Anyone who can convince an 18-year-old to defy either the ink on his arm or his own mama should have no problem dealing with North Korea or the Middle East.
(2.) MEDIA RELATIONS: Saban has mastered the art of taking on members of the news media during press conferences, something that all successful presidents must employ. He knows when to overwhelm reporters with boilerplate football-speak and when to thunder from the pulpit by scoffing at questions that are so unbelievably ridiculous that all the coach can do is wave his arms, sigh deeply and challenge the rest of the members of the Fourth Estate in the room to ask better questions.
(3.) WASHINGTON NEEDS THE PROCESS: Saban is famous for teaching his players to follow The Process, a mindset that asks everyone on the team to focus on their tasks without becoming distracted by outside factors. “Eliminate the clutter and all the things that are going on outside and focus on the things that you can control with how you sort of go about and take care of your business,” is the description of The Process he offered in 2013. A Congress and White House that could do that would be much better than the dysfunctional mess that’s ruled the day in D.C. for decades.
Three reasons Saban should not run for president in 2020.
(1.) WHO NEEDS A PAY CUT?: Saban earns about $7 million a year, making him one of the highest paid football coaches in the country. The salary of a U.S. president is about $400,000 a year, less than Saban stands to earn in annual performance bonuses. In fact, the Alabama football team’s top assistant coaches earn about triple the salary collected by a U.S. president.
(2.) THERE’S NO SCOREBOARD: At the end of Monday’s College Football Playoff National Championship game in Atlanta, a giant scoreboard will display each team’s points. The squad with the most points will hoist the title trophy and bask in the spotlight. In government work, such clear-cut victories are rare. By its nature, the legislative process requires compromise that frequently allows both sides to claim victory. We can’t imagine that sitting well with Saban.
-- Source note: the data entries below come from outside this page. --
PR #1292, opened 2022-03-31
add custom codeclimate config

kremalicious:
Making Codeclimate useful again.

Changes from former defaults:

- `argument-count`: `4` → `6`
- `complex-logic`: `4` → `10`
- `file-lines`: `250` → `500`
- `method-complexity`: `5` → `10`
- `method-lines`: `25` → `100`
- `similiar-code`: `45` → `50`
- `identical-code`: `45` → `50`

for the last 2 items, see https://docs.codeclimate.com/docs/default-analysis-configuration#per-language-mass-threshold-defaults

### DIFF
--- a/.codeclimate.yml
+++ b/.codeclimate.yml
@@ -20,7 +20,7 @@ checks:
       threshold: 20
   method-lines:
     config:
-      threshold: 100
+      threshold: 250
   nested-control-flow:
     config:
       threshold: 4
--- a/.codeclimate.yml
+++ b/.codeclimate.yml
@@ -1,3 +1,4 @@
+# https://docs.codeclimate.com/docs/default-analysis-configuration
 # https://docs.codeclimate.com/docs/advanced-configuration
 
 version: '2'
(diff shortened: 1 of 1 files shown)


kremalicious:
great, when using a fresh `v4` branch analysis on CodeClimate with the defaults via UI, I get 173 issues, but with this override it suddenly produces 2702 issues although the changed thresholds should have reduced issues by a lot.

iu

kremalicious:
solved after conversation and great explanation from CodeClimate support, the `similar-code` & `identical-code` thresholds refer to a "mass threshold" while we were thinking they refer to the duplication count:  https://docs.codeclimate.com/docs/default-analysis-configuration#per-language-mass-threshold-defaults

Since the default for JS is `45` for both, we got hit with that many errors when we lowered this to `4`

Slightly increased this threshold and now we're taking:

Screen Shot 2022-05-16 at 11 38 08

EnzoVezzaro (approved):
👍🏽

mihaisc (approved):

PR #1294, opened 2022-03-31
Trade input accepts  decimals with leading 0

### LINKED ISSUE #1003: Decimals with leading 0 can't be typed in Trade
**Describe the bug**
 I want to buy 1.0 datatokens for use later. In trying to do this, encountered two issues:
- I can't specify a "minimum datatokens to receive" in TRADE
- I can't specify decimals in amounts of OCEAN or datatoken, which would have been a workaround
- I did find a workaround, by fiddling with number of OCEAN. But it shouldn't be so hard

**To Reproduce**
Step 1. Go to https://market.oceanprotocol.com/asset/did:op:7Bce67697eD2858d0683c631DdE7Af823b7eea38, and connect wallet. See image below for what you see.

Step 2. I want to buy 1.0 datatokens for use later. If I go to "USE" button, it's for immediate usage, but I don't want to use the datatoken immediately. So I go to "TRADE" button. I can trade OCEAN for a datatoken (eg QUICRA-0). But it only gives me a "maximum to receive", not a "minimum to receive". For my use case, I want a "minimum to receive" of 1.0 datatokens.  (I know that this is possible in Balancer pools, via `function swapExactAmountOut` where `tokenAmountOut` gets set to 1.0 datatokens. I guess this functionality wasn't exposed to the market yet.)

Step 2. I specified the field "maximum to receive" of 1 QUICRA-0, it tells me that "Minimum received" is 0.95. OK, that's close. So I try to change it from "1" to "1.05", but it auto-changes it back to 1. It won't let me enter any decimals for the number of datatokens. That's frustrating; it seems like a bug to me.

Step 3. I thought maybe I can tweak the number of OCEAN. So go into the OCEAN field above, and change it from 212.24 to other numbers, fiddling until I arrive at 224.1 OCEAN. OK, that works, it doesn't kick out the number of decimals there. It gives me about 1.05 QUICRA. So this is the workaround for now. But that only works for datasets that are relatively expensive 

**Expected behavior**
- [ ] I should be able to specify decimal values in the field for the # datatokens that I want. This should be a quick win, since it's already supported for # OCEAN.
- [ ] I should be able to specify a _minimum_ number of datatokens to receive, where under the hood it uses `swapExactAmountOut`.  This will take a bit more UI work to do a good job on.

Wrt priorities, given V4 I see that this can happen after V4 is shipped. 

screenshot

claudiaHash:
Fixes #1003  .

Changes proposed in this PR:

- fix trade input so it accepts decimals leading 0

### DIFF
--- a/src/components/@shared/FormInput/index.tsx
+++ b/src/components/@shared/FormInput/index.tsx
@@ -29,7 +29,7 @@ export interface InputProps {
   options?: string[]
   sortOptions?: boolean
   additionalComponent?: ReactElement
-  value?: string
+  value?: string | number
   onChange?(
     e:
       | FormEvent<HTMLInputElement>
--- a/src/components/Asset/AssetActions/Trade/TradeInput.tsx
+++ b/src/components/Asset/AssetActions/Trade/TradeInput.tsx
@@ -59,18 +59,18 @@ export default function TradeInput({
             min="0"
             prefix={item?.token}
             placeholder="0"
-            // field={field}
+            field={field}
             form={form}
+            disabled={!accountId || disabled}
+            additionalComponent={<Error meta={meta} />}
             value={`${field.value}`}
+            {...field}
             onChange={(e: ChangeEvent<HTMLInputElement>) => {
               handleChange(e)
               handleValueChange(name, Number(e.target.value))
               // debounce needed to avoid validating the wrong (pass) value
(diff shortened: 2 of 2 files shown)


kremalicious (approved):
surprisingly simple change, works flawlessly!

(3.) IT’S JUST NOT HIS THING: History demonstrates that the nation is strong enough to survive in spite of the failings of any one resident of 1600 Pennsylvania Ave.
Over the past 15 years, Saban’s teams have won five national championships, one for LSU in 2003 and four for Alabama since 2007. A win Monday would make it six, tying the number Alabama’s legendary coach Paul “Bear” Bryant won.
The evidence before us testifies that Nick Saban was born to coach football, not to be the leader of the free world.
EDITOR'S NOTE: This column has been updated to correct the number of titles won by Bear Bryant.